▶ [What is being asked]
Every line of the listing that holds the word "version" should be returned.

^^^^

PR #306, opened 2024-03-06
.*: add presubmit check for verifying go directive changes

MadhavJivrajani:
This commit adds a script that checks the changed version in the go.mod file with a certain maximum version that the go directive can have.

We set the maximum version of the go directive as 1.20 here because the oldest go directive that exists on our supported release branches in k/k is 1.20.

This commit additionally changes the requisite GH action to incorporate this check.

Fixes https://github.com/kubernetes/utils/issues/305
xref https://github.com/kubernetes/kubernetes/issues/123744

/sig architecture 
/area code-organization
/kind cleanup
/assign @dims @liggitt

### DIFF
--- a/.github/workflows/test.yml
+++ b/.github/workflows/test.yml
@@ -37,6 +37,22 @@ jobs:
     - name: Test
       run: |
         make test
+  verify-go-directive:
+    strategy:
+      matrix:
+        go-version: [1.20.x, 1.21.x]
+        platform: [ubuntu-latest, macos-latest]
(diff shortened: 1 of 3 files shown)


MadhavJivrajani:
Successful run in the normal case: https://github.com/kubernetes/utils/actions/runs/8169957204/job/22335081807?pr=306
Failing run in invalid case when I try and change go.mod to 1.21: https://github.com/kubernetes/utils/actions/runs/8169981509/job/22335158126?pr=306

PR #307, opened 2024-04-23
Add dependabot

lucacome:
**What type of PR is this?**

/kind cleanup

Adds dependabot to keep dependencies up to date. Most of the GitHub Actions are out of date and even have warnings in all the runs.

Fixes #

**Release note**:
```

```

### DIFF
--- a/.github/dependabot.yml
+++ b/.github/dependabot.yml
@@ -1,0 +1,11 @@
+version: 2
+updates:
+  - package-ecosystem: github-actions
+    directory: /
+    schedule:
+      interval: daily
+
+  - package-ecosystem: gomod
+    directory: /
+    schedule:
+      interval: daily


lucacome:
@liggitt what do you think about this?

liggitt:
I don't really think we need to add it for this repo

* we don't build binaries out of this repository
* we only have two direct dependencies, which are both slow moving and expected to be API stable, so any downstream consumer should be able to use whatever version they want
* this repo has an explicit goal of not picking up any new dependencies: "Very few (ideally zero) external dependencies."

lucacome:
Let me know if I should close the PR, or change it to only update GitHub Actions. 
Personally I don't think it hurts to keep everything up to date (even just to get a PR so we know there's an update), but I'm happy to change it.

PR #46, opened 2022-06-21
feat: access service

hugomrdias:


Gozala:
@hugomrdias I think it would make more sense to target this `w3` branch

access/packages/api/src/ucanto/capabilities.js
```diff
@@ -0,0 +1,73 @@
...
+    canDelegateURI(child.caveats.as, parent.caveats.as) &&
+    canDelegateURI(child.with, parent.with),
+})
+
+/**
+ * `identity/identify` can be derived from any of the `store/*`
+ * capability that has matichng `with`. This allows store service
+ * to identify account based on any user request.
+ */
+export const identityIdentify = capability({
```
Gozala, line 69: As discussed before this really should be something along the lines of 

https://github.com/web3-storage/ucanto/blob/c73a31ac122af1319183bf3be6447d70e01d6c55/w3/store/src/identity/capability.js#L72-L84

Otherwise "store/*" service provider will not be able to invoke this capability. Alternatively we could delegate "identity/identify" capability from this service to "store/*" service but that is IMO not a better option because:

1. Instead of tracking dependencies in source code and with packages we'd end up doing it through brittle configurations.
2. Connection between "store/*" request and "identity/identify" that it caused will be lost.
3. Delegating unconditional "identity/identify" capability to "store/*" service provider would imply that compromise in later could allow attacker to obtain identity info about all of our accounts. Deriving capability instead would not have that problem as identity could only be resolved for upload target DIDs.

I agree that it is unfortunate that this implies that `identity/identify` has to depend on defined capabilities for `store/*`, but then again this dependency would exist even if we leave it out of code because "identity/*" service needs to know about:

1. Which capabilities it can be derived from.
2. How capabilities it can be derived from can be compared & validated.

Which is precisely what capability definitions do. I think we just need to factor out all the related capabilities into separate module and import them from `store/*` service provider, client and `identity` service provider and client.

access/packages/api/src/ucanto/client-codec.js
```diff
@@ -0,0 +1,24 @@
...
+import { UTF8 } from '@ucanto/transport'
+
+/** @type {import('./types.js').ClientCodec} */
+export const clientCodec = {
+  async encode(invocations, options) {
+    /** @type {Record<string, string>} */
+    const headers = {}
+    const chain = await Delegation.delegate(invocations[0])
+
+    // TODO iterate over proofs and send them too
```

^^^^

▶ [Reply]
This commit adds a script that checks the changed version in the go.mod file with a certain maximum version that the go directive can have.
We set the maximum version of the go directive as 1.20 here because the oldest go directive that exists on our supported release branches in k/k is 1.20.
+        go-version: [1.20.x, 1.21.x]
+version: 2
* we only have two direct dependencies, which are both slow moving and expected to be API stable, so any downstream consumer should be able to use whatever version they want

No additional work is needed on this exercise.